- Directed by: Ethan Higbee Adam Bhala Lough
- Produced by: Ethan Higbee Adam Bhala Lough
- Starring: Lee Scratch Perry Bob Marley Paul McCartney Marcus Garvey The Clash Haile Selassie Beastie Boys Peter Tosh Carl Bradshaw
- Narrated by: Benicio Del Toro
- Distributed by: The Upsetter Films
- Release dates: March 2008 (SXSW); March 1, 2011 (United States);
- Running time: 93 minutes
- Country: United States
- Language: English

= The Upsetter (film) =

The Upsetter: The Life and Music of Lee Scratch Perry is a documentary film about the Jamaican musician Lee "Scratch" Perry. The film is narrated by Benicio Del Toro and directed by Ethan Higbee and Adam Bhala Lough. The film premiered at the SXSW Film Festival in March 2008 and had its theatrical release in March 2011, going on to screen at more than 80 theatres worldwide.

==Production==

The filmmakers got Lee Perry's approval to begin making the documentary in early 2004 when they brought him $5,000 in a paper bag, per his request, to a dinner with Perry's ex-wives and all his children in London. The film was financed by an Argentinian trucking company. Higbee and Lough flew to Switzerland where Perry was living in a small town called Einsiedeln and interviewed Perry for eight days, getting him to recount his life story.

==Style==

The documentary relies singularly on the interviews with Perry and eschews the normal talking-head interviews to tell the story. Lough has stated this was a specific choice he and Higbee made.

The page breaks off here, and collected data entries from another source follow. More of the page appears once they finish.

PR #576, opened 2025-07-21
Allow symfony/console:^7.0 in mezzio integration

kynx:
It looks like the Symfony integration already allows version 7.


alexander-schranz:
Thx for the pull request.

PS: The mezzio integration does not depend on the symfony integration, the version supported is defined by laminas-cli version https://github.com/laminas/laminas-cli but as they seems to have released a Symfony 7 support we can now also allow Symfony 7 in the mezzio integration.

PR #577, opened 2025-07-22
Add support for facets (BC Break ⚠️) 

### LINKED ISSUE #182: [Core] Support for Faceting / Aggregations

Toflar:
## Example

Facetting
---------

Implements `MinMaxFacet` and `CountFacet` which is what most search engines support:

```php
use CmsIg\Seal\Search\Facet\MinMaxFacet;
use CmsIg\Seal\Search\Facet\CountFacet;

$result = $this->engine->createSearchBuilder('blog')
    ->addFacet(MinMaxFacet('rating'))
    ->addFacet(CountFacet('tags'))
    ->getResult();

$facets = $result->facets(); // Output depends on the facet type
```
    
>  For `->addFacet()` to work, your fields (`age` and `tags` in our our example) have to be configured using `facet: true` in the index schema.

> Facets on fields that are configured `multiple` is currently not supported by `RediSearch` adapter.
    See `this GitHub Issue <https://github.com/PHP-CMSIG/search/issues/583>`__ for more information.

<details>

<summary>

   <h3>The Idea</h3>
   
</summary>

Copied from <a href="https://github.com/PHP-CMSIG/search/pull/498">https://github.com/PHP-CMSIG/search/pull/498</>:

### Schema Definition

For ecommerce websites it would great if we could support some kind of facets or aggregations to allow better filtering.

The first case for supporting this is adding it to the schema metadata via:

```php
new Field\TextField(name: 'category', filterable: true, facet: true);
new Field\IntegerField(name: 'downloads', filterable: true, facet: true);
new Field\FloatField(name: 'rating', filterable: true, facet: true);
new Field\DateTimeField(name: 'createdAt', filterable: true, facet: true);
new Field\BooleanField(name: 'isSpecial', filterable: true, facet: true);
```

> [!NOTE]  
> Not sure if `aggregatable` is a better name in the schema index field definition.
>
> ```php
> new Field\TextField(name: 'category', filterable: true, aggregatable: true);
> ```

> [!WARNING]  
> Maybe there need to be no different between `filterable` or `aggregatable` / `facet` > currently all engines seems support facets for filterable fields. If not required we can remove the first two commits.

### Search with Facet Result

The facet should be possible to add to the SearchBuilder:

```php
$result = $this->engine->createSearchBuilder('blog')
    ->addFilter(/* ... */)
    ->addFacet(new TermFacet(field: 'category')) // TODO
    ->addFacet(new CountFacet(field: 'category')) // alternative to Term?
    ->addFacet(new MinMaxFacet(field: 'category')) // TODO
    ->getResult();
```

> [!NOTE]  
> Not sure if `addAggregation` is a better with:
>
> ```php
> ->addAggregation(new TermAggregation(field: 'category')) // TODO
> ->addAggregation(new CountAggregation(field: 'category')) // alternative to Term?
> ->addAggregation(new MinMaxAggregation(field: 'category')) // TODO
> ```

We need maybe know what kind of facets:

# Todo Facets / Aggregations

For the first case I think Term aggregation / facet is best way yet to support categorized search results. Min/Max seems not all engine supported so we will keep that outside currently. AVG / SUM is in Algolia for example return when do facetStats to get min, max, avg, sum but not sure about AVG / SUM as I don't know yet a real usecase for searches and ecommerce sites yet for it.

 - [x] Term
 - [x] Min/Max / range ?
 - [ ] AVG / SUM ? (don't know usage about this yet)

# ToDo Decide naming

 - [x] facet vs. aggregatable

# ToDo Search Engines

 - [x] Memory
 - [x] Elasticsearch
 - [x] Opensearch
 - [x] Algolia
 - [x] Meilisearch
 - [x] Typesense
 - [x] Solr
 - [x] Typesense
 - [x] Loupe
 - [ ] Redis (partial)
 
</details>

fixes https://github.com/PHP-CMSIG/search/issues/182

# BC Breaks

All Schema Field classes constructor methods have an additional argument `facet` before the `options` argument.


Toflar:
@alexander-schranz two questions regarding this PR:

1. Do you think we should try to somehow standardize the `$result->facets()` result? I mean, it is standardized already of course but I mean with some objects. I'm not sure we should do that already because who knows what's going to change here...
2. Regarding https://github.com/PHP-CMSIG/search/issues/583: What do you think about an `$engine->supportsFacet($facet)`? Then people could build their implementations/UIs for different adapters. Basically, if you use Redis you won't have facet X but if you use another adapter, you do 😊

alexander-schranz:
> Do you think we should try to somehow standardize the $result->facets() result? I mean, it is standardized already of course but I mean with some objects. I'm not sure we should do that already because who knows what's going to change here...

Currently not yet with object. As not sure if I will move that kind of things to `ODM` package. So lets keep here the standardized array result.

> Regarding https://github.com/PHP-CMSIG/search/issues/583: What do you think about an $engine->supportsFacet($facet)? Then people could build their implementations/UIs for different adapters. Basically, if you use Redis you won't have facet X but if you use another adapter, you do 😊

Not yet inside this pull request. Will need to think about it as its not the only kind of features which are not supported by all adapters. Created a issue for it: https://github.com/PHP-CMSIG/search/issues/584

packages/seal/src/Testing/AbstractSearcherTestCase.php
```diff
@@ -117,6 +119,75 @@ public function testDistinctSearch(): void
         }
     }
 
+    public function testFacetSearch(): void
```
alexander-schranz: Can we split this test into multiple single tests, make implementing such features in new adapters easier:

 - `testCountFacet` (CountFacet: rating)
 - `testCountFacetOnMultiValue` (CountFacet: tags)
 - `testMinMaxFacet` (MinMaxFacet: rating)
 - `testSearchConditionWithMultipleFacets` (Search, MinMaxFacet: rating, CountFacet: tags)

Toflar: Will do but this now also means work for Loupe because Loupe does not support count facets on `rating`.

alexander-schranz:
PS: CI error is because I already prepared the 0.11 branch, which require a rebase of the branch.

packages/seal/src/Testing/AbstractSearcherTestCase.php
alexander-schranz: I see we can also skip the test for Loupe like we do skip the others for Redis.

Toflar: Nah, I just added support in Loupe and tagged a new version, all good 😊

alexander-schranz: That was fast 🚀 nice.

Toflar:
I think all the remaining issues are unrelated to this PR, so marking this ready for review 😊

alexander-schranz (approved):

alexander-schranz:
Looks good for me 🚀 . Lets merge it.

"We only wanted Lee's voice in the film; we wanted Lee to tell his story. We really felt like the history of reggae has been, in a way, hijacked by a white perspective. It comes from such a painfully colonialist perspective. We actually went and interviewed tons of these people — from Adrian Sherwood to Chris Blackwell — as research in a way. But we just had no interest in trotting out the white man to tell the story or even comment on Lee. I think that the Caribbean voice, the Afro-Caribbean voice, is often kind of forgotten in the story of Black history. So to have an opportunity to have a Jamaican man tell his story, the way that he lived it — whether it's correct or incorrect, or, you know, revisionist, or whatever — is, I think, a duty of a filmmaker. - Adam Bhala Lough in Grammy.com interview.'"

Higbee and Lough crafted the film much like a collage, taking turns editing small pieces and improving on top of each other's work over the course of many years.